▶ TASK
Set down, please, without alteration, the lines of the entries below from the first through the one containing "On stepping over, it".

Stored data entries:
=-=-=

Issue #661, opened 2021-05-16
[Investigation] Loading eglGetCurrentDisplay function pointer causes segfault


j4qfrost:
While debugging the opengl branch, I discovered that it was possible to simply bypass the eglGetCurrentDisplay function to get the branch to run. While this is currently a workable solution, we may run into issues down the road.

From further investigation, I have discovered that glutin loads a glx context by default as opposed to an egl context when using X11. https://github.com/rust-windowing/glutin/blob/master/glutin/src/platform_impl/unix/x11.rs

In order to validate that the context loaded is the main cause we would need to test the function loading on a machine that uses Wayland, since glutin's implementation for Wayland defaults to egl. https://github.com/rust-windowing/glutin/blob/master/glutin/src/platform_impl/unix/wayland.rs

After the issue is confirmed, another issue should be raised with glutin to discuss possible implementation changes, or whether was should simply continue on ignoring eglGetCurrentDisplay for x11 systems. An issue should also be raised with https://github.com/rust-skia/rust-skia, since there is no test or example that catches this issue.

One curious problem that may point away from my theory that this is caused by the loading of the wrong context is that 
eglQueryString still loads fine, so the correct context may be loaded, but the issue just lies somewhere else.

j4qfrost:
TL;DR help wanted from Wayland users. Please test.

p00f:
What exactly should I do to test?

j4qfrost:
@p00f you can either use an older version of the opengl branch from before the egl patch was added or comment out the if statement for eglGetCurrentDisplay

p00f:
I set a breakpoint here:

https://github.com/Kethku/neovide/blob/3ba98d05d113c81412be7a6f52bfed5616c21075/src/window/window_wrapper/renderer.rs#L54

On stepping over, it jumped directly to:

https://github.com/Kethku/neovide/blob/3ba98d05d113c81412be7a6f52bfed5616c21075/src/window/window_wrapper/renderer.rs#L57

So I think it isn't loaded

p00f:
uh huh this happens even when i run it under xwayland

p00f:
I added debug statements
diff --git a/src/window/window_wrapper/renderer.rs b/src/window/window_wrapper/renderer.rs
index 9d2a8aa..78f4c84 100644
--- a/src/window/window_wrapper/renderer.rs
+++ b/src/window/window_wrapper/renderer.rs
@@ -1,3 +1,4 @@
+use log::debug;
[...]

Issue #491, opened 2021-03-07
OpenGL Renderer


Kethku:
I recently swapped to an OpenGL backend away from the vulkan one with the hope that it would increase linux compatibility. However it seems that some folks are having issues.

I don't have the tools or know-how required to fix these problems on my own.

The opengl binding is handled via https://github.com/rust-windowing/glutin and is done here: https://github.com/Kethku/neovide/blob/main/src/window/window_wrapper/renderer.rs which was based in part on alacritty's implementation https://github.com/alacritty/alacritty/tree/master/alacritty/src/display and the sample in skia-safe https://github.com/rust-skia/rust-skia/blob/master/skia-safe/examples/gl-window/main.rs.

If anybody is able to synthesize something that works more consistently that would be amazing.

NOTE: I reverted the main change as it wasn't ready for prime time like I thought. The code is currently held in the OpenGL branch

kiuKisas:
```
❯ ./neovide
Ignored client type property: "methods"
Ignored client type property: "attributes"
fish: “./neovide” terminated by signal SIGSEGV (Address boundary error
```

calvinkosmatka:
Building from 4aec0d5

I was able to at least get a window open on my old X201T, Ubuntu 20.04, sway wm, wayland-only with a little massaging.

1. A couple dependency issues - `typeface-open-stream` was merged upstream, so I had to change the `skia-safe` url to `git = "https://github.com/rust-skia/rust-skia"`. `flexi_logger` was causing a version conflix for `regex` so I switched it to `flexi_logger = { version = "0.15", default-features = false }`.
2. I didn't have the consolas font, so had to switch the fallback to a font I had installed (not really an issue)
3. Had to comment out `.with_double_buffer(Some(true))` at `src/window/window_wrapper/mod.rs` L425 to get a window to open, otherise it would panic with the message `thread 'main' panicked at 'called 'Result::unwrap()' on an 'Err' value: NoAvailablePixelFormat', src/window/window_wrapper/mod.rs:430:10`. This might just be a quirk of my hardware, but others might hit this as well. Also tried running with `LIBGL_ALWAYS_SOFTWARE=1` (which I need to make Alacritty run on this machine), made no difference.
4. I can't type most special characters, only `@` and `:`. Looks like the issue is that glutin WindowEvent::KeyboardInput events already take the modifier state into account and they don't have virtual_keycodes for most special characters.

Kethku:
[...]

PR #2359, opened 2024-02-14
chore: Support multiple render backends

fredizzimo:
This is mostly a refactoring in order to support multiple render backends, like D3D, and makes the actual PR that implements the D3D backend much smaller.

* WindowContext has been renamed to `SkiaRenderer`, which can have different implementations depending on the platform
* The Gpu profiling system now supports multiple backends, and code has been moved to a dedicated `opengl` implementation
* `VSyncWin` has been renamed to `VSyncWinDwm` to allow a swapchain implementation for D3D.
* The latency reduction optimization has been removed, as it is incompatible with some render backends.

- No


src/renderer/opengl.rs
```diff
@@ -16,63 +17,202 @@ use glutin::{
...
 
-pub struct Context {
-    surface: Surface<WindowSurface>,
+use crate::{profiling::tracy_gpu_zone, window::UserEvent};
+
+#[cfg(feature = "gpu_profiling")]
+use crate::profiling::{opengl::create_opengl_gpu_context, GpuCtx};
+
+pub struct OpenGLSkiaRenderer {
+    // NOTE: The destruction order is important, so don't re-arrange
```
MultisampledNight, line 48: Maybe a `SAFETY` could fit better in order to convey that a critical invariant is upheld here.

src/renderer/opengl.rs
```diff
@@ -16,63 +17,202 @@ use glutin::{
...
+        let raw_window_handle = window.raw_window_handle();
+
+        let size = clamp_render_buffer_size(&window.inner_size());
+
+        let surface_attributes = SurfaceAttributesBuilder::<WindowSurface>::new()
+            .with_srgb(Some(srgb))
+            .build(
+                raw_window_handle,
+                NonZeroU32::new(size.width).unwrap(),
+                NonZeroU32::new(size.height).unwrap(),
```
MultisampledNight, line 89: Those unwraps might very well blow up if starting in e.g. an initially minimized state, need to try that out.

src/renderer/opengl.rs
```diff
@@ -16,63 +17,202 @@ use glutin::{
...
+            window_surface.set_swap_interval(&context, SwapInterval::DontWait)
+        };
 
-    pub fn resize(&self, width: NonZeroU32, height: NonZeroU32) {
-        GlSurface::resize(&self.surface, &self.context, width, height)
+        gl::load_with(|s| get_proc_address(&window_surface, CString::new(s).unwrap().as_c_str()));
+
+        let interface = skia_safe::gpu::gl::Interface::new_load_with(|name| {
+            if name == "eglGetCurrentDisplay" {
+                return std::ptr::null();
```
MultisampledNight, line 118: Why is `eglGetCurrentDisplay` filtered out? Can't we let `get_proc_address` also find `eglGetCurrentDisplay`? (possibly this is a peculiarity of EGL, I've never used EGL)

MultisampledNight (commented):
Nothing too interesting code-wise, typical noisy GL setup. Haven't tested yet.

src/renderer/vsync/mod.rs
```diff
@@ -4,59 +4,43 @@ mod macos_display_link;
...
 
 use crate::{
-    renderer::WindowedContext, settings::SETTINGS, window::UserEvent, window::WindowSettings,
+    renderer::SkiaRenderer, settings::SETTINGS, window::UserEvent, window::WindowSettings,
 };
-use winit::event_loop::EventLoopProxy;
+use winit::{event_loop::EventLoopProxy, window::Window};
 
 #[cfg(target_os = "linux")]
 use std::env;
```
MultisampledNight, line 17: Fwiw due to the moved detection logic, this import is actually unused and yields a warning

```rust
warning: unused import: `std::env`
  --> src/renderer/vsync/mod.rs:17:5
   |
17 | use std::env;
   |     ^^^^^^^^
   |
   = note: `#[warn(unused_imports)]` on by default
```

MultisampledNight:
Test results:

- On native wayland, everything's fine and smooth as ever.
- On Xwayland, there's a few freezes the first few seconds after starting up, where interestingly the view keeps updating (the profiler keeps moving and displaying), but the entire text contents are not responding to any keypresses for a few seconds. Maybe this doesn't come from this PR though, I haven't tested main in a while.

MultisampledNight:
After retrying a few times between main and this branch on Xwayland, I can't seem to reproduce what I found initially, and found no meaningful differences. Ignore that then.

src/renderer/opengl.rs
fredizzimo: I have no idea, it was introduced here 
* https://github.com/neovide/neovide/pull/631

After some discussion here
* https://github.com/neovide/neovide/issues/491#issuecomment-830762584
* https://github.com/neovide/neovide/issues/661

I found no issues in the glutin repository.

src/renderer/opengl.rs
fredizzimo: The code is just moved, so it has been the same before. `clamp_render_buffer_size` should ensure that it's not zero.

fredizzimo:
I'm not sure about the XWayland freeze, I can't think of any changes that could cause it, except this one https://github.com/neovide/neovide/pull/2359/commits/110ea9957a003f1fe85eec53542be0e19474da97, but that should not affect x11 or xwayland at all. 

The rest of the code should have stayed functionally the same.

src/renderer/opengl.rs
fredizzimo: I'll keep the `NOTE:` the syntax highlighter highligts it, but not `SAFETY:`

src/renderer/vsync/mod.rs
fredizzimo: That is now fixed. I was doing most of my testing on Windows, and that was part of one late change that never got properly tested on Linux.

=-=-=

▶ EXERCISE RESULT
Issue #661, opened 2021-05-16
[Investigation] Loading eglGetCurrentDisplay function pointer causes segfault


j4qfrost:
While debugging the opengl branch, I discovered that it was possible to simply bypass the eglGetCurrentDisplay function to get the branch to run. While this is currently a workable solution, we may run into issues down the road.

From further investigation, I have discovered that glutin loads a glx context by default as opposed to an egl context when using X11. https://github.com/rust-windowing/glutin/blob/master/glutin/src/platform_impl/unix/x11.rs

In order to validate that the context loaded is the main cause we would need to test the function loading on a machine that uses Wayland, since glutin's implementation for Wayland defaults to egl. https://github.com/rust-windowing/glutin/blob/master/glutin/src/platform_impl/unix/wayland.rs

After the issue is confirmed, another issue should be raised with glutin to discuss possible implementation changes, or whether was should simply continue on ignoring eglGetCurrentDisplay for x11 systems. An issue should also be raised with https://github.com/rust-skia/rust-skia, since there is no test or example that catches this issue.

One curious problem that may point away from my theory that this is caused by the loading of the wrong context is that 
eglQueryString still loads fine, so the correct context may be loaded, but the issue just lies somewhere else.

j4qfrost:
TL;DR help wanted from Wayland users. Please test.

p00f:
What exactly should I do to test?

j4qfrost:
@p00f you can either use an older version of the opengl branch from before the egl patch was added or comment out the if statement for eglGetCurrentDisplay

p00f:
I set a breakpoint here:

https://github.com/Kethku/neovide/blob/3ba98d05d113c81412be7a6f52bfed5616c21075/src/window/window_wrapper/renderer.rs#L54

On stepping over, it jumped directly to:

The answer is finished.